By Shannon Boklaschuk
When Robert Cornea first became a student at the University of Saskatchewan (USask), he wasn’t sure what he wanted to study.
That changed after taking a second-year course offered by the Department of Mathematics and Statistics in USask’s College of Arts and Science.
“The professor was Dr. Steven Rayan and that course alone brought out a deep love of math that I honestly didn’t know I had in me,” said Cornea. “It was Steve who brought my attention to mathematical physics, since I still wanted to do physics but also do math, and so I decided to pursue mathematical physics—and, ever since then, I didn’t look back.”
Cornea is now set to receive his Bachelor of Science (honours) degree in mathematical physics during USask’s 2021 Spring Convocation. Due to the ongoing COVID-19 pandemic, Convocation celebrations will be held virtually this spring. It’s something that doesn’t faze Cornea, who was born and raised in Fort McMurray, Alberta, and who graduated from high school in 2016.
“That year, 2016, was the year that the Fort McMurray wildfires happened and a large portion of the city either burned down or was severely damaged. I got evacuated, as did everyone else, on May 3, 2016, and my graduation got cancelled because of it,” he said. “So, unfortunately, this isn’t my first experience with graduations being cancelled or interrupted due to natural disasters.”
Cornea said the best part of studying at USask was “being able to actually accomplish goals that my high school self would’ve thought to be impossible to achieve.” Now, with his newly minted Bachelor of Science degree, Cornea’s sights are set on the future, starting with a master’s degree in pure mathematics that he will begin at the University of Waterloo this fall. He also hopes to complete a PhD in math, focusing on geometrical issues related to theoretical physics, and become a professor one day.
Throughout his time at USask, Cornea excelled academically. He received several major awards—including the Roger Phillips Scholarship in Physics in 2019, from the Department of Physics and Engineering Physics—and he was accepted into the Golden Key Honour Society in 2018.
Cornea also received an Undergraduate Student Research Award (USRA) from USask’s Centre for Quantum Topology and Its Applications (quanTA), which funded his summer research in 2020. He studied the moduli space related to the Yang-Mills equations.

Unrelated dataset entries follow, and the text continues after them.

PR #793, opened 2026-09-05
Gate the pages that document what the processor refuses (#761)

### LINKED ISSUE #761: The book gate does not reach the pages that document what the processor rejects

MagnusSmith:
Closes #761.

The book gate could only ask one question — *does this compile?* — so the pages documenting what the processor **refuses** were the least verifiable in the book while being exactly the ones a processor change invalidates. #755 is what that costs: three `@MatchWhen` examples recommended a shape that has never compiled, on a page whose seven `{{#include}}`s were correct throughout. Every diagnostic reworded in #723, #730, #733, #748 and #755 was reworded with no test that the book still quoted it correctly.

This PR does two things: it teaches the gate to assert a refusal, and then it rolls the gate across the book.

```mermaid
flowchart TD
    S["a book snippet"] --> Q{"what is it showing?"}
    Q -->|"real source"| I(["{{#include}}"])
    Q -->|"working code"| V(["&lt;!-- verify --&gt;"])
    Q -->|"code the processor rejects"| R(["&lt;!-- verify:rejects &quot;…&quot; --&gt;<br/>compiles, and must fail<br/>quoting the message"])
    Q -->|"code it merely warns about"| N(["&lt;!-- verify:reports &quot;…&quot; --&gt;<br/>compiles, and a note or<br/>warning must quote it"])

    classDef added fill:#8caaee,stroke:#1e66f5,color:#232634
    class S,I,V tier
    class Q decision
    class R,N added
```

## The mechanism

| Marker | What it asserts |
|---|---|
| `<!-- verify -->` | the snippet compiles, with no error and no warning |
| `<!-- verify:rejects "…" -->` | the snippet does **not** compile, and one of the errors quotes the fragment |
| `<!-- verify:reports "…" -->` | the snippet compiles, and a note or a warning quotes the fragment |

The quoted fragment is the half that matters: a bare "still refused" says nothing about the wording, and the wording is what rots. `verify:reports` covers the diagnostics that do not stop a build — `@GenerateTraversals`' note for a container no generator claims, `@GeneratePathBridge`'s warning when no `@PathVia` method survives — which a compile check cannot see at all.

Guards on the marker itself:

- a fragment must be at least ten characters, so it cannot be whittled down until it matches any message;
- a misspelt tail (`<!-- verify:rejcts … -->`) is an error naming the page and line, rather than being read as the bare form and quietly turning a rejection check into a compile check.

Three deliberate mutations proved it, each caught with an actionable message (reverted afterwards): a reworded error, a `@GeneratePrisms abstract class` turned into an `enum`, and a reworded note.

## The rollout

`SnippetExtractor` gained a run of structural fixes as the sweep hit them, each with a page that could not otherwise be gated:

- a loose statement now keeps every line until its braces close, so an anonymous class written inside one (an interpreter, a `Natural`) stays where the page put it;
- a method signature may wrap before its parameter list, which a generic return type routinely does;
- a snippet that is **only** body-less signatures becomes an `interface`, where a quoted signature type-checks — which is what brings the `@InstanceOf`/`@MatchWhen` comparison, and the `StreamOps` reference tables, under the gate;
- a fixture may be generic, and its bounded parameters are carried onto the `extends Fixture<…>` clause with their bounds intact;
- the look-ahead past a run of annotations steps over a *whole* wrapped annotation, so a `@JsonSubTypes({…})` listing a type per line no longer hides the declaration beneath it;
- `package` lines are dropped, imports may carry a trailing note, and a nested type may be `private` or `protected`;
- `typeNameOf` reads the declaration with its comments stripped: a note ending in "…for each case of the sealed interface" was making the extractor read the next line's `public` as the type's name, so the snippet's type never matched the fixture's and both were emitted;
- a type declared on the **same line** as its annotations is recognised as a declaration, which is how the book writes a one-line model record — before this the whole line read as an annotation and the type was left inside the statement body, where it could not carry a companion;
- a field ends at its semicolon rather than where its braces first balance, so an initialiser passing a lambda with a body no longer has its remaining arguments cut loose.

| Chapter | Snippets now gated |
|---|---:|
| `optics/` | 721 |
| `effect/` | 504 |
| `monads/` | 285 |
| `functional/` | 143 |
| `transformers/` | 142 |
| `hkts/` | 102 |
| `glossary/` | 81 |
| `spring/` | 79 |
| `tutorials/` | 55 |
| `resilience/` | 45 |
| `examples/` | 43 |
| `tooling/` | 17 |

Every chapter has been swept. Measured like for like:

| | before | after |
|---|---:|---:|
| carry a marker | 102 / 2556 (**4%**) | 2221 / 2607 (**85%**) |
| marker **or** `{{#include}}` | 200 / 2556 (**8%**) | 2320 / 2607 (**89%**) |

What stays unmarked is catalogued in `BOOK-SNIPPETS.md`, each entry naming the page that
prompted it: shape quotations of the library's own types, laws written as equations,
reference tables of bare calls, free type variables, dependencies the gate does not carry
(Vavr, JMH, jOOQ, Lombok, Immutables), a `package-info` annotation, a complete runnable file
repeated at the end of a page, and the classes a page continues across several blocks. That
catalogue is explicitly **not** a closed set: around eighty fences match none of its entries,
mostly deliberate pseudo-code and equivalence pairs, and the document now says so rather than
implying every gap was a decision.

## What compiling the book found

The defects fall into families, and they repeat:

**Phantom API.** `Path.of`, `Path.ioOf`, `IOPath.delay` (22 sites), `StatePath` (an entire type that is `WithStatePath`), `Instances.eitherT` misused, `Maybe.fold`, `ID.unwrap`, `Const.of`, `Reader.asks`, `ReaderT.lift`, `TrampolineUtils.map2StackSafe`, `StreamOps.empty`, `FreeAp.analyze` (it is `analyse`), `TaskMonad.INSTANCE`, `OrderErrors.outOfStock`, and two wrong import paths (`optics.annotation`, `optics.each.Each`).

**Kind helpers are enum singletons.** `reader_monad.md` was written end to end against a static API that does not exist; `StateTKindHelper.runStateT` and `EitherFKindHelper.widen` were called on the class.

**`For` past its first binding hands over the accumulated tuple**, not the last value — wrong on eight pages, in three chapters.

**Unconstrained witnesses.** `var eitherTMonad = Instances.eitherT(futureMonad)` leaves `L` to infer to `Object`; the same for `readerT`'s environment and `stateT`'s state. The chapter's own Common Compiler Errors §4 documents this, and the chapter's own pages tripped over it.

**Paths that carry no outer monad.** `Path.maybe`, `Path.optional` and `Path.either` were each fed an asynchronous lookup on the page that introduces the matching transformer — which is precisely why the transformer section follows.

**`Scope.join()` takes no arguments**, on seven pages across two chapters.

**Duplicate declarations in one block** — around twenty, including several before/after pairs that declared the same variable twice.

The optics chapter, swept last and by far the largest, added families of its own:

**A composition declared as the wrong optic.** `composition_rules.md` states that a prism composed
with a lens settles at `Affine` and then declares one of those compositions as a `Traversal`;
`affine.md` composed an affine to a timeout and declared it `String`; `folds.md` asked
`ProductLenses.quantity()` of a record with no quantity.

**A companion nobody asked for.** Eleven records across the cookbook, the composition rules and the
recipes named an `XLenses` or an `XPrisms` without carrying the annotation that generates it, and
several composed off the *interface* rather than off the variant a prism had just narrowed to.

**One name, two meanings.** `mapAt` was both the score map's `At` and the settings map's;
`config` meant three different records on one page; `Order`, `Customer` and `ValidationError` each
meant two things; `loLens` meant a `Range` lens in one section and a `Triple` lens in another.

**Constants reading locals.** A `static final` map of per-environment auditors, a `ValidationOptics`
class and a registration validator each read names that were locals in the block above them.

**Element types nothing pinned**, so they inferred `Object`: three `ListTraversals` slices, a
`Prisms.some()`, a `Prisms.just()` and a `Fold.of`.

**Methods that are not there.** `IxedInstances.listIxed().ix(4).getOptional(…)` (it is
`IxedInstances.get(listIx(), 4, …)`), `Lenses.get`, `Traversals.exists`, `IntSumMonoid.INSTANCE`,
`StringMonoid.INSTANCE`, `CFMonad.INSTANCE`, and a `MockOpticInterpreter<Person>` built as a
generic taking one canned value where the class the page had just written takes the caller's stubs.

Plus: `Natural`'s method is generic, so it can never be a lambda; `Saga.of`'s two overloads make an implicitly typed compensation lambda ambiguous; `StateT.mapT` is the one `mapT` that takes the target monad; and a page cannot declare a type called `Record`.

## What the pre-merge review changed

A five-lens review over the finished branch found defects in the sweep itself, and they are
fixed here rather than left for a follow-up:

- **Three pages were gated against stand-ins for the types they document.** `capabilities.md`
  quoted the six capability interfaces against copies declared *without* `sealed` - so the gate
  certified a hierarchy a reader cannot implement, and could only pass because the fake was
  there. `context_security.md` and `context_request.md` were gated against clones of
  `SecurityContext` and `RequestContext`, which is precisely what stops the gate noticing those
  classes moving. All three now follow the convention the book already uses for its own types:
  the quotation is unmarked, the fixture imports the real class, and every worked use is held
  to it. That **lowers** `MINIMUM_VERIFIED_SNIPPETS` by fourteen, deliberately: those snippets
  were passing against stand-ins, so the count was inflated by fourteen rather than reduced.
- **`Error` was a placeholder that bound to `java.lang.Error`.** No page declared it, so in a
  reader's project `Path.left(new Error("failed"))` still compiles - silently putting a
  `Throwable` in the left channel - and the fixtures declared a local `Error` so the gate could
  not see the swap. Renaming it to `AppError` across both roots exposed three book pages and one
  skill that were compiling against the JDK type.
- **A fixture richer than its page turns a book error into a passing test.** The optics cookbook
  and the focus-navigation page each called a generated accessor for a component their own model
  omitted; a fuller fixture had been hiding it.
- **`verify:rejects "cannot find symbol"`** asserted nothing in particular - javac's universal
  error - and contradicted `BOOK-SNIPPETS.md`'s own rule. It now quotes the typo it is about.
- **`MINIMUM_SKILLS_SNIPPETS` is new**, for the reason the diagnostic floor exists: one combined
  total cannot protect a root, so gating a book snippet would offset deleting a skill's marker.
- Plus three defects in the harness and the sweep: `endOfField` ended a member only at a `;`, so
  a one-line `static` method swallowed the lines after it; twelve fence openers were written at
  column zero under an indented marker, which breaks list continuation; and three "phantom API"
  corrections were wrong - `Monoids.maximum()`, `OpticOps.exists` and `MaybePath.getOrElse` all
  exist, and the pages that worked around them now use them.

## Ratchets

| | before | after |
|---|---:|---:|
| `MINIMUM_VERIFIED_SNIPPETS` | 316 | 2435 |
| `MINIMUM_SKILLS_SNIPPETS` | - | 214 |
| `MINIMUM_DIAGNOSTIC_SNIPPETS` | — | 50 |

## Follow-up

The HKJ checker is a javac *plugin*, so the gate does not run it, and `compile_checks.md`'s own examples are therefore two of the three snippets on that page that cannot be marked. Turning it on works — it fires correctly on both, and finds around a dozen real advisories elsewhere in the book — but it changes what every gated snippet must satisfy, so it belongs in its own change. `BOOK-SNIPPETS.md` records it.

https://claude.ai/code/session_01DcyFMv6hfbU5yCgirypngj


MagnusSmith:
@coderabbit full review

PR #816, opened 2026-09-08
@Generated reaches every nested type the processors write (#798)

### LINKED ISSUE #798: [BUG] `@Generated` stops at the outer class, so nested generated types count against coverage
## What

“The equations help us to describe and understand the fundamental forces at play in nature, including electromagnetism. We tried to understand what happens to these equations as one lets the solutions get bigger and bigger in a particular way. In math jargon, we studied the asymptotics of the moduli space,” Cornea said.
“We wanted to see if we can describe the solutions at infinity—the ones too large to fit into the moduli space—because these solutions hint at interesting new mathematics and new physics. I will be continuing this summer with another quanTA USRA and Dr. Rayan and I are putting all of this into a nice article summarizing these facts, which I hope to get published.”
Outside of the classroom and quanTA, Cornea took part in numerous extra-curricular activities on campus. For example, he served on the executive for the Math & Stats Student Society (MS^3) and held the role of academic coordinator for the 2019-2020 year.
“Being academic coordinator has helped me become a more effective teacher and has helped a lot in securing my confidence in my knowledge I’ve gained from my undergraduate degree,” he said.
“This year—2020-2021—I remained on the executive for MS^3, but instead I was the vice-president internal. As vice-president, my duties were to oversee and help out with any MS^3 event being offered. This helped tremendously with my ability to schedule and give advice in areas that I otherwise wouldn't have thought about before.”
Cornea was also involved with the College of Arts and Science’s Student Recruitment Ambassador program, representing the mathematical physics program. He answered questions from students and prospective students alike, touching on topics such as how to study, what courses to take if you are interested in mathematical physics and where to eat in Saskatoon.
In addition, from 2017-2019, Cornea was involved with the University of Saskatchewan Students’ Union (USSU) Pride Centre, volunteering there for about four to five hours per week.
“It was a great experience for me to learn about issues and cultural impacts within the LGBTQ+ community that, as a straight cis male, (I) would have never thought of before,” he said. “I met incredible people volunteering there, and I cherish the memories and teachings I’ve learned from the Pride Centre.”
Cornea said he’s very grateful for the support he received from his family throughout his undergraduate studies, particularly the “constant support and advice” from his mother. He also feels very fortunate to have worked with Rayan—a faculty member in the Department of Mathematics and Statistics, the director of quanTA and the chair of the interdisciplinary mathematical physics program—whom he considers a mentor and a friend.
For students who are just beginning their studies at USask, Cornea’s advice is to ask questions and to “never be afraid to try something new.”
“You never know, you might just take a course on a subject you were terrified (of) or struggled with a lot in high school—and (you might) just surprise yourself at how talented and skilled at these subjects you really are,” he said.